### Work to be completed
Show, in full, each line of the data that contains "separate".
((
PR #96, opened 2018-07-27
Add documentation around testing to style guide

haleymnatz:
Resolves [[ch13791]](https://app.clubhouse.io/lessonly/story/13791)

Adds helpful documentation to testing portion of style guide.

### DIFF
--- a/styleguide/testing.md
+++ b/styleguide/testing.md
@@ -110,6 +110,22 @@ it "is invalid without a description" do
 end
 ```
 
+### Use the `request_setup` helper in your controller specs.
+
+Controller specs won't work without it! Its definition can be found in `spec/support/controller_helper.rb/`. It accepts `request`, `controller`, `current_user`, and `current_company` as arguments, but you can substitute other objects for those as needed.
+
+```ruby
+context "when no user is logged in" do
+  let(:company) { create(:company) }
+
+  before(:each) { request_setup(request, controller, nil, company) }
+
+  it "redirects to the login page" do
+    # some code...
+  end
+end
+```
+
 
 ## RSpec Syntax
 
--- a/styleguide/testing.md
+++ b/styleguide/testing.md
@@ -113,6 +113,34 @@ end
 
 ## RSpec Syntax
 
+- Use `specify` instead of `it` when it improves readability. This is common in our jobs specs, where `context` is used to refer to subclasses, and our model specs, where we test validations.
+
+Example:
+
+```ruby
+# reads weirdly...
+describe DoStuffJob do
+
+  context DoStuffJob::Subclass do
+
+    it "method does this thing" do
+      # some code
+    end
+  end
+end
+
+# reads so smoothly!
+describe DoStuffJob do
+
+  context DoStuffJob::Subclass do
+
+    specify "method does this thing" do
+      # some code
+    end
+  end
+end
+```
+
 - Include a blank line around `describe`/`feature` blocks, `it`/`scenario` blocks, `before`/`background` blocks, and `context` blocks.
 - Within `it`/`scenario` blocks, separate setup and expectations with a blank line.
 - Do not include a blank line above `let` blocks, in order to visually group them with their appropriate `describe`/`feature` or `context` block.


styleguide/testing.md
```diff
@@ -110,8 +110,96 @@ it "is invalid without a description" do
...
+
+  it "redirects to the login page" do
+    # some code...
+  end
+end
+```
+
+### JS Helpers
+
+In `spec/support/javascript_helper.rb`, there are a number of methods to help with unique JS issues that often come up in feature specs. Many of these methods are titled `wait_and_[do_something]` and address timing issues that come up when a request is made before a JS request has fully processed.
```
rreinhardt9: This is true, but I would note that the preferred way to way for JS to finish would be to watch for a change on the page using Capybara rather that using one of these slow "wait_for" helpers. For example, instead of wait_for you could `expect(page).to have_content("It's finished!")` and that would wait... same if the change is it's going away `expect(page).not_to have_content("It's finished!")`

styleguide/testing.md
```diff
@@ -110,8 +110,96 @@ it "is invalid without a description" do
...
+### Use `and_call_original` to call the actual implementation of a mocked method
+
+Why might you need this?
+
+- To "unmock" a method that was previously mocked
+- To set a default response that can be overridden with specific arguments
+- To make sure that mocked services called in job specs actually carry out their task
+
+```ruby
+What example should go here?
```
armilam:
```rb
# Stub getting a value from the session, but make sure calls to get unrelated values from the session remain unstubbed
allow(controller.session).to receive(:[]).and_call_original
allow(controller.session).to receive(:[]).with("gradebook_user_ids") { [user.id] }
```

styleguide/testing.md
```diff
@@ -110,8 +110,96 @@ it "is invalid without a description" do
...
+  This not only speeds up the tests but also enhances separation of concerns. If your code is written in a way that makes writing tests like this difficult, that might be a sign that your code could be refactored.
+
+#### If you are adding tests to an existing file, check for code that can be reused.
+
+  Creating a new `user` when the same type of `user` has already been created in the file creates an unnecessary test object to add to memory.
+
+
+### Use the `request_setup` helper in your controller specs.
+
+Controller specs won't work without it! Its definition can be found in `spec/support/controller_helper.rb/`. It accepts `request`, `controller`, `current_user`, and `current_company` as arguments, but you can substitute other objects for those as needed.
```
unixmonkey: Super minor thing, but the trailing slash after `.rb/` makes it look like this could be a directory instead of file.

styleguide/testing.md
```diff
@@ -110,8 +110,96 @@ it "is invalid without a description" do
...
+  > build_stubbed ... instantiates and assigns attributes just like build ... It makes objects look like they’ve been persisted, creates associations with the build_stubbed strategy ... and stubs out a handful of methods that interact with the database and raises if you call them. This leads to much faster tests and reduces your test dependency on a database.
+
+#### Stub and mock external services and classes.
+
+  This not only speeds up the tests but also enhances separation of concerns. If your code is written in a way that makes writing tests like this difficult, that might be a sign that your code could be refactored.
+
+#### If you are adding tests to an existing file, check for code that can be reused.
+
+  Creating a new `user` when the same type of `user` has already been created in the file creates an unnecessary test object to add to memory.
+
```
unixmonkey: Again, super minor, but inconsistent spacing between sections. Is it one carriage return or two?

styleguide/testing.md
unixmonkey: Yes `javascript_helper.rb` has several methods with a `sleep` in them, and likely overall negatively contribute to test run times.

We should prefer to use Capybara methods that have built in change detection where possible. [Here's a nice concise guide on methods that wait vs ones that don't, and how to adjust](http://stefan.haflidason.com/testing-with-rails-and-capybara-methods-that-wait-method-that-wont/), and where that doesn't work well (or is flaky), then look to `javascript_helper.rb`

haleymnatz: @rreinhardt9 @unixmonkey Thanks for that correction! I'll definitely include a link to that article. Are there any other things you think would be useful to know about from `javascript_helper.rb`? Do you think I should keep the above point about the file, or should I move the focus to something like "Prefer to use Capaybara methods with built in change detection over JS helper methods" ?

styleguide/testing.md
haleymnatz: Whoops! That's definitely a typo. Thanks for being so thorough!

styleguide/testing.md
haleymnatz: I think it's just one, although there were a few sections that had two when I started working in the file. But I'll go ahead and fix that!

styleguide/testing.md
unixmonkey: I like what you put here, but I might preface the above paragraph with one like this:

> Tests that execute JavaScript need to wait for a virtual browser to boot up, navigate to a URL, then load our JS before we can fully start testing it. There is a delay between clicking something and an action taking place, or an Ajax call to return data to render a component.[Here's a handy guide on what Capybara methods wait for an element or selector to appear, and which will attempt to run immediately](http://stefan.haflidason.com/testing-with-rails-and-capybara-methods-that-wait-method-that-wont/). Prefer to use Capybara methods that wait for an element to appear before performing
```

File: styleguide/testing.md [hunk 5]
```diff
@@ -126,6 +126,10 @@ context "when no user is logged in" do
 end
 ```
 
+### Something about how shared contexts are used and/or helpful
```
gardengeek: Would it also be helpful to include something about using `shared_examples` for reusing common tests? ie. `shared_contexts` is common setup code that can be used to prepare a test case, while `shared_examples` are tests written in a way that they can be run in multiple settings; extracting common behavior between objects.

rreinhardt9: ooh good call... one of the best uses I've seen for shared contexts is when you have duck type that are playing a certain role and you expect them to have a particular interface. In ruby, we don't declare interfaces... but a great way to test/ document that the object under test is a particular duck type is by having a shared test that is mixed in and test that! A good example in the app of this is `LessonContent`. In things that are lesson content (like a scorm for example) we `include LessonContent` and then in the tests we assert `it_behaves_like "lesson content"`

styleguide/testing.md
```diff
@@ -110,8 +110,101 @@ it "is invalid without a description" do
 end
 ```
 
+### Write your specs with performance in mind.
```
caryssaperez: Can also mention feature specs and using 
```ruby
expect(page).not_to have_content
``` 
to 
```ruby
expect(page.has_no_content?).to eq(true)
```

so we can avoid instances where Capybara might wait for the full `default_max_wait_time`. Especially important too since Ross upped it to 8 seconds.

More matchers can be found [here](https://www.rubydoc.info/gems/capybara/0.4.0/Capybara/Node/Matchers)

styleguide/testing.md
```diff
@@ -110,8 +110,101 @@ it "is invalid without a description" do
...
+
+Do these things to minimize contributions to the slowness of our test suite:
```
stevegrossi: This may just be taste, but "the slowness of our test suite" sounds kind of "glass half empty" to me, especially in light of recent contributions to making it faster through `rspec-retry` and `parallel-tests`. I might suggest wording like "Here's how you can help keep our test suite running fast:"

styleguide/testing.md
```diff
@@ -110,8 +110,101 @@ it "is invalid without a description" do
...
+
+#### Default to using `build_stubbed` instead of `create`
+
+  In general, it works in most places where you just need objects to exist without them interacting with the database (like for creating associations).
+
+  From [this post from Factory Bot](https://robots.thoughtbot.com/use-factory-girls-build-stubbed-for-a-faster-test):
+
+  > build_stubbed ... instantiates and assigns attributes just like build ... It makes objects look like they’ve been persisted, creates associations with the build_stubbed strategy ... and stubs out a handful of methods that interact with the database and raises if you call them. This leads to much faster tests and reduces your test dependency on a database.
```
stevegrossi: Great quote! Do you think keeping specific code marked as such with backticks would aid readability?

> `build_stubbed` ... instantiates and assigns attributes just like `build` ... It makes objects look like they’ve been persisted, creates associations with the `build_stubbed` strategy ... and stubs out a handful of methods that interact with the database and raises if you call them. This leads to much faster tests and reduces your test dependency on a database.

instead of

> build_stubbed ... instantiates and assigns attributes just like build ... It makes objects look like they’ve been persisted, creates associations with the build_stubbed strategy ... and stubs out a handful of methods that interact with the database and raises if you call them. This leads to much faster tests and reduces your test dependency on a database.

styleguide/testing.md
```diff
@@ -110,8 +110,101 @@ it "is invalid without a description" do
 end
 ```
 
+### Write your specs with performance in mind.
+
+Do these things to minimize contributions to the slowness of our test suite:
+
+#### Default to using `build_stubbed` instead of `create`
+
+  In general, it works in most places where you just need objects to exist without them interacting with the database (like for creating associations).
```
stevegrossi: It looks like new paragraphs are indented with two spaces in the markdown, however Markdown will ignore these spaces:

screen shot 2018-09-04 at 10 06 15 am

In the interest of avoiding unnecessary text/code, what do you think of not indenting paragraphs in the raw Markdown, as they're already demarcated by newlines?

```markdown
#### Default to using `build_stubbed` instead of `create`

In general, it works in...
```

styleguide/testing.md
```diff
@@ -110,8 +110,101 @@ it "is invalid without a description" do
...
+
+  From [this post from Factory Bot](https://robots.thoughtbot.com/use-factory-girls-build-stubbed-for-a-faster-test):
+
+  > build_stubbed ... instantiates and assigns attributes just like build ... It makes objects look like they’ve been persisted, creates associations with the build_stubbed strategy ... and stubs out a handful of methods that interact with the database and raises if you call them. This leads to much faster tests and reduces your test dependency on a database.
+
+#### Stub and mock external services and classes.
+
+  This not only speeds up the tests but also enhances separation of concerns. If your code is written in a way that makes writing tests like this difficult, that might be a sign that your code could be refactored.
```
stevegrossi: While I think this is a good guideline, I've definitely taken this one too far myself, leading to code that was impossible to refactor without changing the tests. (And [I'm not the only one](https://8thlight.com/blog/eric-smith/2010/02/08/stubbing-new-considered-harmful.html).) I'd love to have some guidance (or a link!) here on how "code could be refactored" to avoid this guideline leading us down the wrong path, but we can always add that later on!

styleguide/testing.md
```diff
@@ -110,8 +110,101 @@ it "is invalid without a description" do
...
+
+  it "redirects to the login page" do
+    # some code...
+  end
+end
+```
+
+### JS Helpers
+
+In feature specs that use JavaScript to return data or render a component, there is a delay between clicking something and an action taking place. Prefer to use Capybara methods that wait for an element to appear before acting on them with other methods that don't wait. Here's a [handy guide](http://stefan.haflidason.com/testing-with-rails-and-capybara-methods-that-wait-method-that-wont/) on which Capybara methods wait for an element or selector to appear, and which will attempt to run immediately.
```
stevegrossi: That link is awesome 💯 —I wish I'd discovered it sooner!

styleguide/testing.md
```diff
@@ -110,8 +110,101 @@ it "is invalid without a description" do
...
+
+However, sometimes that doesn't work well (or can be flaky). If you are running into that kind of issue, check out /spec/support/javascript_helpers.rb.
```
stevegrossi: It looks to me like the file is `/spec/support/javascript_helper.rb` (no plural "s" in helpers.) Also, elsewhere it looks like you demarcate filenames in backticks, e.g.

> Shared contexts are defined in `spec/support/shared_contexts.rb`

which I like because it makes them easier to copy into a terminal! Should we do that here as well?

styleguide/testing.md
```diff
@@ -110,8 +110,101 @@ it "is invalid without a description" do
...
+# reads so smoothly!
+describe DoStuffJob do
+
+  context DoStuffJob::Subclass do
+
+    specify "method does this thing" do
+      # some code
+    end
+  end
+end
```
stevegrossi: While I agree in principle that `specify` can sometimes read better than `it`, I don't think this example makes the most compelling case for that. If we had more than one test for a single method, using `specify` seems like it would introduce duplication of the "method" in question, leading to trouble if the method is ever renamed:

```ruby
context DoStuffJob::Subclass do
  specify "method does this thing" do
    # some code
  end

   specify "method does this other thing" do
    # some code
  end
end
```

compared with an additional block for the method:

```ruby
describe DoStuffJob::Subclass do

  describe "#method" do

    it "does this thing" do
      # some code
    end

     it "does this other thing" do
      # some code
    end
  end
end
```

To be fair, I do see examples of this in our codebase—e.g. `spec/jobs/smart_groups/recalculate_memberships_job_spec.rb` the duplicating `specify "#perform does...`—I'm just not sure it serves us to embrace that over more concise and DRY alternatives, would you agree?

If so, the guideline I would suggest here would be something like this:

> Prefer the more-concise `it` when declaring test scenarios about specific things (e.g. classes, methods), but consider `specify` when more grammatical flexibility is required.
> 
> ```ruby
> describe CookiePolicy do
>   # Ehh...
>   it "admins are permitted eat cookies" do
>     # ...
>   end
> 
>   # That's better!
>   specify "admins are permitted eat cookies" do
>     # ...
>   end
> end
> ```
> 
> Though keep in mind that specs using `specify` can typically be written more concisely using `it`, e.g.
> 
> ```ruby
> describe CookiePolicy do
>   specify "admins are permitted eat cookies" do
>     # ...
>   end
> 
>   # More consise!
>   it "permits admins to eat cookies" do
>     # ...
>   end
> end
> ```

styleguide/testing.md
```diff
@@ -110,8 +110,101 @@ it "is invalid without a description" do
...
+
+### Use `shared_contexts` and `shared_examples` to keep code DRY
+
+Shared examples are tests that test common behavior and are written in such a way that they can be used in several settings. A good example is our `"lesson_content"` example that is used to test the behavior of several models that are included as content in lessons.
+
+Shared contexts are common setup code that can be used to prepare tests in different settings. A common `shared_context` we use is the `logged in as a #{role}` context, which autocreates a `user` object of the desired role and a `company` that the user is associated with. Shared contexts are defined in `spec/support/shared_contexts.rb`. [Note: this specific example is defined with Capybara and is only usable with feature specs.]
+
+### RSpec Syntax
+
+- Use `specify` instead of `it` when it improves readability. This is common in our jobs specs, where `context` is used to refer to subclasses, and our model specs, where we test validations.
```
stevegrossi: > in our jobs specs, where `context` is used to refer to subclasses

I'm curious about this, as it contradicts something I've long assumed, which is that `describe` is for "things", and `context` is for "situations", e.g. `describe "a controller action"` but `context "when I'm logged in"`. With subclasses which are also "things", I would use nested `describe` blocks here:

```ruby
describe DoStuffJob do

  describe DoStuffJob::Subclass do
```

`DoStuffJob` and `DoStuffJob::Subclass` are both classes, so to use `describe` for one and `context` for the other seems inconsistent to me, suggesting a difference where there is none. What's your intuition here?

styleguide/testing.md
rreinhardt9: I think there is a potential to introduce a subtle flakiness here.

Let's say for example, you have something that puts the text "working" on the page until it receive a response from the server. We want that to be gone before we move onto the next step.
If we write some thing like `expect(page.has_no_content?("working")).to eq(true)` there is the possibility that because of how the timing works out, `page` at the point in time we check it here might still have "working" on it and so would fail (no waiting). If we use `expect(page).not_to have_content("working")` and it happens that we catch the page before "working" disappears, it will wait until that becomes true or until we hit the capybara timeout. In that second case, we avoid a flake where maybe the test ran really fast and "working" was still on the page. Additionally, if we run `expect(page).not_to have_content("working")` and it isn't on the page, it would pass right away; so I don't think there would be a time penalty in that case.

There is a link here that has some discussion around this https://robots.thoughtbot.com/write-reliable-asynchronous-integration-tests-with-capybara#looking-for-matching-css

I may be missing the point you were making though; is there a scenario where the `expect().to eq(true)` made more sense?

styleguide/testing.md
haleymnatz: Yes! Good call.

styleguide/testing.md
haleymnatz: Yes, especially because thoughtbot does that in the post I'm quoting from! Nice catch.

styleguide/testing.md
haleymnatz: The credit goes to @unixmonkey for this one! 👏

styleguide/testing.md
haleymnatz: Yes we should! Done. Thanks for catching the typo!

styleguide/testing.md
haleymnatz: My intuition is that I agree with you 100%. I was asked by someone else to add in the portion about `specify` and was referred to our Jobs as examples. Since I saw examples like the one in the code here so frequently, I just thought it was a Lessonly Job spec oddity. Perhaps those specs are just older and testing conventions were a little different when they were written?

If you'd like, I can abandon this approach and just follow the one like your comment around line 206.

styleguide/testing.md
haleymnatz: I share the same feelings as you here. Do you think there is ever a situation that warrants `specify`?

styleguide/testing.md
haleymnatz: I'd love that guidance too! 😆 What I was going for here was something that encompassed both services external to our code (like things that Webmock might be used for), but also other classes/methods that are called in our code.

For example, look at this code from `path_content_statuses_tree_query_decorator.rb`:

```
    def remaining_minutes_to_complete
      estimated_times = unfinished_lessons.uniq.map(&:estimated_minutes_to_complete)

      estimated_times.include?(nil) ? nil : estimated_times.reduce(:+)
end
```

In the specs for this, I stub the call to `unfinished_lessons` to reduce dependencies and improve testing in isolation. 

As for the question of stubbing external services - I don't quite feel qualified to give great advice on it, because it's not something I've had to do much of. I can look for articles to link to, but if you have any advice or thoughts on this, I'd love to consider adding it.

styleguide/testing.md
haleymnatz: @stevegrossi what are your thoughts here?

haleymnatz:
@stevegrossi Thanks for the thorough and thoughtful review! I've made the direct changes you requested, and left some questions/comments for further discussion on some of your thoughts.

styleguide/testing.md
stevegrossi: I personally don't find value in it, but I recognize that reflects my own experience and I'm interested in how others use and find value from `specify`.

styleguide/testing.md
stevegrossi: > Perhaps those specs are just older and testing conventions were a little different when they were written?

Or perhaps the conventions didn't exist!

> If you'd like, I can abandon this approach and just follow the one like your comment around line 206.

I never want my word to be the final say, but since this is your PR and you "100% agree", I'd of course be happy if you took that approach.

styleguide/testing.md
unixmonkey: FWIW, I never really use `specify` myself, nor have I seen it used much on projects I've been on, however, I don't have a problem with either form, so I don't see a reason to even call out preferring one over the other in the guide, unless we really don't like it and want to banish it from the codebase.

haleymnatz:
@stevegrossi I realize that some of the things I've added are more so "Best testing practices" rather than rules that we specifically adhere to. Yesterday in the CI Improvements retro, an idea came up to have a specific section devoted to that.

Do you think it's fine to leave those more "suggestion"- like points here, or should I make a separate page in the style guide for that?

styleguide/testing.md
stevegrossi: > I may be missing the point you were making though; is there a scenario where the expect().to eq(true) made more sense?

I think I'm in the same boat as @rreinhardt9 here. That Thoughtbot link is helpful and makes a persuasive case for preferring `expect(page).to have_content` over `expect(page.has_content?).to be true` because the first option "will pass immediately" and avoid waiting the full max_wait_time. @caryssaperez it sounds like you may be suggesting the opposite, but for the same reason. Is there an example where `expect(page.has_no_content?).to eq(true)` would be preferable?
))
### The completed task
 - Within `it`/`scenario` blocks, separate setup and expectations with a blank line.
Do you think it's fine to leave those more "suggestion"- like points here, or should I make a separate page in the style guide for that?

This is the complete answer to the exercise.